I want to start this post by pointing out how well Thomas McGoey competed yesterday. He went 4-1 with every match ending by submission. Each match ended because one competitor admitted defeat, which is what Jiu-Jitsu competition is supposed to be. His lone loss came to the guy he submitted in his first match of the day. The problem with that lone loss is when it happened, in the finals.

Thomas submitted everyone he faced and found himself in the finals. The finals was againt a guy he choked in his first match of the day. Thomas was the clear favorite to win and all the of his competitors knew it. Even the guy he had to compete against didn't understand why they were having to roll for first place. Essentially, the guy knew. Regardless, the tournament bracket showed one match remaining so it had to happen.

After the smoke settled from the finals, Thomas was forced to tap to an old school shoulder lock from Kesa Gatame. Confused and frustrated from the result he was trying to figure out how he lost to a guy that he dominated easily at the start of the day.

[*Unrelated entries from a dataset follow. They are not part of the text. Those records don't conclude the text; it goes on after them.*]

PR #10092, opened 2021-04-07
Update resize pref and some resizing code

Arokha:
Tweaked some things about resizing, nothing that really affects gameplay aside from moving the 'Toggle Resizing Immunity' to the vore panel and having it save with your characters.

- Admins who use the two admin tools to resize characters (admin size gun or admin verb) will produce several outcomes:
  - _Mob was in an area that allows extreme sizes, admin set them to an extreme size:_ Same outcome as if they had resized themselves (they will be resized upon leaving the areas that allow extreme sizes).
  - _Mob was not in an area that allows extreme sizes, admin set them to an extreme size:_ They are flagged as having an uncapped size and will not be automatically resized. Note that they still can't resize THEMSELVES to extreme sizes after. If they try, they're still limited to 25-200% unless they're in an extreme sizes area.
  - _Mob was previously flagged for extreme size allowance, admin sets them to a non-extreme size:_ Flag for extreme size allowance in any area is removed, mob returns to normal
- 'Toggle Resizing Immunity' moved to vore panel and added to character vore prefs JSON, defaults to allowing resizing (as it does now)
- Added things that can ignore your resizing immunity pref and resize you anyway, generally because they're things you do to yourself, or admin tools to adjust things:
  - Bluespace jumpsuit
  - Protean resizing
  - NIF sizechange software
  - Sizegun when target and firer are the same (aka you shoot yourself)
  - Admin resize verb
  - Admin shrinkray (be careful gosh)
  - NOT macro/microcillin, sorry. Can't know who injected you with it.
- Macro/microcillin now grow you up to 600% or down to 1% if you're in an area that allows such instead of stopping at 25% or 200%.
- Added some defines for resize min and max amounts so I don't have to remember that 'tiny' is the smallest normal amount and 'huge' is the largest normal amount.


seahen (approved):

Leshana (approved):
🥚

Simply put, it's competition, SH!T HAPPENS. There were literally thousands of mistakes made at the that event that went unnoticed. Thomas just so happened to pay the heaviest of penalties for his one mistake, and it cost him first place.

Defining Wins Vs Losses

Winning and losing cannot only be defined by the result of a competition. Many people will disagree with that statement but there's a deeper definition that goes beyond a competion score board. Truth be told, competition is about gaining the respect of your peers. If you are able to stand tall, accept defeat, and walk away knowing you gained that respect, YOU WON!

Lastly, if you walk away knowing you conquered something within yourself; then you've competed and won against your biggest competition in terms of self improvement.....YOU!